3. The method for ground verification and future prediction correction of solar irradiance satellite data according to claim 1, characterized in that, The satellite-to-ground ratio characteristics include: instantaneous ratio Ratio to long-term average The instantaneous ratio is: The long-term average ratio is: in, for t Solar irradiance values ​​retrieved from satellites at any given time. for t The solar irradiance value measured by the ground weather station at each time point, where T is the total length of the time series. It is a local minimum.

4. The method for ground verification and future prediction correction of solar irradiance satellite data according to claim 1, characterized in that, The moving average features include: in, for t Moment α 10-step moving average, for( ti The satellite irradiance value at time ) The order of the moving average.

5. The method for ground verification and future prediction correction of solar irradiance satellite data according to claim 1, characterized in that, The periodic feature is achieved through cyclic encoding, including hourly cyclic encoding and monthly cyclic encoding; The hourly cyclic encoding is as follows: in, The sine code value for the hour. The cosine code value for the hour. for t The number of hours in time; The month cyclic code is as follows: in, The sine code value for the month. The cosine code value for the month. for t The month of the moment.

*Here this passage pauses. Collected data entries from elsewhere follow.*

PR #277, opened 2020-05-30
Translated  advanced useage page into jp

keiya01:
I translated Advanced Usage page into jp.


bluebill1049:
Thank you very much!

6. The method for ground verification and future prediction correction of solar irradiance satellite data according to claim 1, characterized in that, The interpretable machine learning model is a gradient boosting decision tree model. During training, a time series cross-validation strategy is used, and feature importance analysis tools are used to quantify the contribution weights of solar geometric features, ratio features, and periodic features to the correction results.

7. The method for ground verification and future prediction correction of solar irradiance satellite data according to claim 1, characterized in that, The construction of the quantile mapping function includes: For each grid point and hourly data, calculate the empirical cumulative distribution function of the historical baseline dataset and the historical simulation data of the model; In the preset quantile set q =[ q 1, q 2,…, q n On the [top], a mapping relationship is established through piecewise linear or monotonic spline interpolation.

8. The method for ground verification and future prediction correction of solar irradiance satellite data according to claim 1, characterized in that, The application of the mapping function to correct future prediction data includes: in, This is the revised predicted value of future irradiance. F i,j,h For mapping functions, x fut These are the original simulated values ​​for the data points.

9. A computer device, characterized in that: It includes a memory and a processor, wherein the memory stores a computer program, and when the processor runs the computer program stored in the memory, the processor executes a method for ground verification and future prediction correction of solar irradiance satellite data according to any one of claims 1-8.

10. A computer-readable storage medium, characterized in that, The computer-readable storage medium stores a computer program that, when executed by a processor, performs the steps of a method for ground verification and future prediction correction of solar irradiance satellite data as described in any one of claims 1-8.